Hysterectomy Injury Results in Bowel Resection

A woman underwent laparoscopic hysterectomy but experienced a delayed diagnosis of a bowel injury, leading to a bowel resection and complications, highlighting the need for recognizing and preventing such injuries during surgery and proper post-operative evaluation.

Erin O'Brien

Written by Erin O'Brien

- Updated on May 15, 2023

Hysterectomy Injury Results in Bowel Resection

Case Summary

This case involves a 53-year-old female who presented to a urogynecologist with a chief complaint of uterine prolapse. She was diagnosed with symptomatic stage 2 uterine prolapse and underwent a laparoscopic-assisted vaginal hysterectomy with anterior repair and no noted complications. She was discharged to home on postoperative day one. On postoperative day two, the patient reported worsening pain and lethargy. On day three, the patient called the surgeon’s office reporting increased malaise and lethargy. She was told that the cause was likely gas related and was recommended to take GasX as a solution. On postoperative day four, she again called the office reporting a low-grade fever with chills and reiterated the previous and worsening complaints. She was not called into the office. On the fifth day after surgery, the patient reinstated her continued complaints along with abdominal distention. She was instructed to go to the emergency room.
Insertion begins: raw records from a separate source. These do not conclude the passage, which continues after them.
PR #1256, opened 2024-12-13
COMMENTS - Empty PR

JLoweAI:
I created an empty branch and look to merge feature/remove-search into it to allow me to comment across the whole repo


redbox-core/redbox/models/chain.py
```diff
@@ -0,0 +1,280 @@
...
+
+    # Common Prompt Fragments
+
+    system_info_prompt: str = prompts.SYSTEM_INFO
+    persona_info_prompt: str = prompts.PERSONA_INFO
+    caller_info_prompt: str = prompts.CALLER_INFO
+
+    # Task Prompt Fragments
+
+    chat_system_prompt: str = prompts.CHAT_SYSTEM_PROMPT
```
JLoweAI, line 48: Do we just need one system prompt now?

redbox-core/redbox/models/chain.py
```diff
@@ -0,0 +1,280 @@
...
+    return RequestMetadata(
+        llm_calls=sorted(set(current.llm_calls) | set(update.llm_calls), key=lambda c: c.timestamp),
+        selected_files_total_tokens=update.selected_files_total_tokens or current.selected_files_total_tokens,
+        number_of_selected_files=update.number_of_selected_files or current.number_of_selected_files,
+    )
+
+
+class RedboxState(BaseModel):
+    request: RedboxQuery
+    documents: Annotated[DocumentState, document_reducer] = DocumentState()
```
JLoweAI, line 234: Are we still going to attatch documents to the state like this? Or have it be something that is more linked to the chat history?

redbox-core/redbox/models/chain.py
```diff
@@ -0,0 +1,280 @@
...
+    route_name: str | None = None
+    metadata: Annotated[RequestMetadata | None, metadata_reducer] = None
+    citations: list[Citation] | None = None
```
JLoweAI, line 237: Remove?

redbox-core/redbox/graph/nodes/processes.py
```diff
@@ -0,0 +1,319 @@
...
+                document_state[group][document] = None
+
+        document_state[group_uuid][document_uuid] = merged_document
+
+        return {"documents": DocumentState(groups=document_state), "metadata": request_metadata}
+
+    return _merge
+
+
+def build_stuff_pattern(
```
JLoweAI, line 134: I am guessing this and the chat pattern will be the only ones we need?

redbox-core/redbox/graph/nodes/processes.py
```diff
@@ -0,0 +1,319 @@
...
+    final_response_chain: bool = False,
+) -> Runnable[RedboxState, dict[str, Any]]:
+    """Returns a Runnable that uses state.request and state.documents to set state.messages.
+
+    If tools are supplied, can also set state.tool_calls.
+    """
+
+    @RunnableLambda
+    def _stuff(state: RedboxState) -> dict[str, Any]:
+        llm = get_chat_llm(state.request.ai_settings.chat_backend, tools=tools)
```
JLoweAI, line 148: Do we remove tools?

redbox-core/redbox/graph/nodes/processes.py
```diff
@@ -0,0 +1,319 @@
...
+        return {"documents": DocumentState(groups=document_state), "metadata": request_metadata}
+
+    return _merge
+
+
+def build_stuff_pattern(
+    prompt_set: PromptSet,
+    output_parser: Runnable = None,
+    format_instructions: str | None = None,
+    tools: list[StructuredTool] | None = None,
```
JLoweAI, line 138: Remove tools?

django_app/redbox_app/redbox_core/models.py
```diff
@@ -0,0 +1,923 @@
...
+    llm_max_tokens = models.PositiveIntegerField(null=True, blank=True)
+
+    # Prompts and LangGraph settings
+    max_document_tokens = models.PositiveIntegerField(null=True, blank=True)
+    self_route_enabled = models.BooleanField(null=True, blank=True)
+    map_max_concurrency = models.PositiveIntegerField(null=True, blank=True)
+    stuff_chunk_context_ratio = models.FloatField(null=True, blank=True)
+    recursion_limit = models.PositiveIntegerField(null=True, blank=True)
+
+    chat_system_prompt = models.TextField(null=True, blank=True)
```
JLoweAI, line 122: Am I right in thinking this is all needed because it was weirdly picking up empty strings and using them for the prompts? 

I wonder if this is something we could improve while refactoring? Especially as we are slimming down the number of prompts.

django_app/redbox_app/redbox_core/models.py
```diff
@@ -0,0 +1,923 @@
...
+    agentic_retrieval_question_prompt = models.TextField(null=True, blank=True)
+    agentic_give_up_system_prompt = models.TextField(null=True, blank=True)
+    agentic_give_up_question_prompt = models.TextField(null=True, blank=True)
+    condense_system_prompt = models.TextField(null=True, blank=True)
+    condense_question_prompt = models.TextField(null=True, blank=True)
+    chat_map_system_prompt = models.TextField(null=True, blank=True)
+    chat_map_question_prompt = models.TextField(null=True, blank=True)
+    reduce_system_prompt = models.TextField(null=True, blank=True)
+
+    # Elsticsearch RAG and boost values
```
JLoweAI, line 139: To delete?

redbox-core/redbox/chains/ingest.py
```diff
@@ -0,0 +1,48 @@
...
+    loader: UnstructuredChunkLoader,
+    s3_client: S3Client,
+    vectorstore: VectorStore,
+    env: Settings,
+) -> Runnable:
+    return (
+        document_loader(document_loader=loader, s3_client=s3_client, env=env)
+        | RunnableLambda(list)
+        | log_chunks
+        | RunnableLambda(partial(vectorstore.add_documents, create_index_if_not_exists=False))  # type: ignore[arg-type]
```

She suffered a syncopal event prior to arriving to the ER. Upon CT examination, the patient was found to have a fluid collection in the lower abdomen and was subsequently taken for surgery where a small bowel enterotomy with active sulcus leaking was discovered. The patient required resection of 30 cm of small bowel that necessitated a prolonged hospital stay.

Case Theory

Enterotomy is the surgical incision into an intestine. It may be purposeful or a complication of an abdominal surgery, such as exploratory laparotomies or hysterectomy. Intentional enterotomy is performed to remove an obstruction or foreign body from the intestine. Inadvertent enterotomy in abdominal surgery is widely underreported. Due to the limited field of vision, the incidence of enterotomy in laparoscopic surgery may be greater than that during an open procedure and may go unrecognized.

Injuries of the bowel during laparoscopic gynecological operations are well recognized. Due to the possible catastrophic complications resulting from bowel leak, the rapid diagnosis, and immediate repair of these injuries is critical. Mild injuries to the small and large bowel can be repaired by intestinal closure. Extensive injuries often require bowel repair and resection.

Side effects of bowel resection surgery include a temporary or permanent stoma, changes to bladder and bowel function or reduction of bowel and bladder function, including a lifetime risk of bowel obstruction due to scar tissue that may require future surgical intervention. Post-resection sexual function complications in females may include pain and discomfort. Nutrition may be also affected with noted differences in what a patient is able to tolerate post-surgery. In this case, the surgical error followed by the delay in recognition of the injury and inadequate nursing reporting of patient changes was below the standard of care and led to an unplanned bowel resection and a poor outcome for this patient.

Expert Witness Q&A

  1. How are bowel injuries recognized and prevented during laparoscopic surgery?
  2. What are some post-operative complaints that warrant evaluation by a physician?
  3. What is the long-term prognosis with bowel resection?

Expert Witness Involvement

Expert Specialty: Obstetrics and Gynecology. An Obstetric expert with experience in laparoscopic hysterectomy can opine on the risk of surgical injury in closed surgery and speak to the need for awareness of postoperative complications.